Himalaya travel, India travel, TRAVEL

Holy smoke

Weird stuff in an ancient Himalayan village

It’s easy to describe the trek to Malana. The first half is horizontal, the second half vertical — a gentle walk through a pine-forested valley, followed by a breathless struggle up a sheer mountainside in the glaring sun. You crest at the village, a collection of castle-like stone and timber houses clinging to a hillside of brooding beauty. Grubby-faced children with striking grey eyes and apple-blossom skin play marbles in the dirt, but won’t come within a yard of an outsider. Neither will their parents.

A few minutes more and you come to a temple, its walls striped with heavy weather-beaten timbers, its façade festooned with animal skulls. Get too close and the village priest, a walnut-faced old man dressed in homespun wool, will howl at you to move away. I was just savouring this experience when a voice called out “Bom!” A man in a dirty coat was beckoning me to inspect some small brown disks that looked like ancient coins. “You want cream?”

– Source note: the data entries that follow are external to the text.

Issue #282, opened 2026-03-31
Kubernetes / NRI communication path


aojea:
This was found by @gauravkghildiyal , see [doc](https://docs.google.com/document/d/1bssPQW4L_RVyVtGhq1rWidxFSVmvN2iwEHG0t5KN7S4/edit?tab=t.0#heading=h.ss87mhtpkle3) with more details.

 in DRANET, a DRA driver for kubernetes networking, we implement an architecture with 2 legs for the driver: 

1. Kubelet via DRA
2. Container runtime via NRI

This architecture allow to handle complex workloads that require to execute at different stages of a pod creation. Also, this guarantees that the kubernetes system will not schedule nothing to the node until the DRA driver in the node is running, the driver can store the state in memory during the kubelet DRA NodePrepareResources() callback, and use the NRI callback to execute the actions on the Pod during the container runtime stage. 

However, there is still a race in this process, if for any case the runtime is restarted, the DRA driver will not be able to notice it and the Pod can be running without the NRI call back called ... we need to ensure that a specific driver is always called for a specific pod 

NRI added the concept of required plugins https://github.com/containerd/nri/pull/278 , this indicates that drivers can implement this behavior globally modifying the configuration or via annotations.

Since global is an admin option that requires changing containerd config, is hard for independent drivers to modify it, so we need to use the annotations path, however, the DRA hook in kubelet does not have a way to plumb dumb annotations (Device plugin does have)

I commented this during kubecon with NRI maintainers @klihub @kad they mentioned it should be possible to use the existing NodePrepareResources() hook to be able to use CDI to allow this functionality, but may require some work in some places to enable it.

@klihub @gauravkghildiyal @samuelkarp @chrishenzie

klihub:
> Since global is an admin option that requires changing containerd config, is hard for independent drivers to modify it, so we need to use the annotations path, however, the DRA hook in kubelet does not have a way to plumb dumb annotations (Device plugin does have)
>
> I commented this during kubecon with NRI maintainers @klihub @kad they mentioned it should be possible to use the existing NodePrepareResources() hook to be able to use CDI to allow this functionality, but may require some work in some places to enable it.

@aojea @kad I took a look at this, to see 1) what exactly is there in CDI for annotations, 2) if it could be used for this, and 3) what is the extent of changes required to make this work.

It was pretty easy to shoestring together for a working proto. Fundamentally two things were needed:
- allow CDI to annotate a container when a CDI device is injected
[...]

Issue #114, opened 2024-10-05
NRI plugins penalized with death if they take 2 seconds


mbaynton:
## Description

NRI plugins running in `containerd` by default have 2 seconds per event to provide a response. This is fine. But, if it misses a single response in that timeframe, it is closed / cut off from future events. For plugins built on github.com/containerd/nri, that results in the process exiting.

There is a specific set of errors that induce this close-the-connection behavior:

Remember Asterix the Gaul, the feisty little guy who kept the Roman Empire at bay with the help of magic potion, an oversized friend called Obelix and a dog called Dogmatix? Well, Asterix and his band of indomitable Gauls could probably relate to this village perched on a remote mountainside in Himachal’s Parvati Valley.

The folks of Malana have been keeping the rest of the world at bay for a long time. How long? Nobody knows, but according to some fanciful souls, since the day they deserted Alexander’s army and decided to settle here. They even have their own magic potion, of a sort. It is, believe it or not, the drug charas, more usually associated with sending people to sleep than with super-human strength. The people of Malana aren’t using it to improve their fighting prowess, of course. They’re using it to buy time.

I had come here expecting to see an ancient religion at work, a tribal haven, a slice of history. Now I was being yelled at and offered drugs.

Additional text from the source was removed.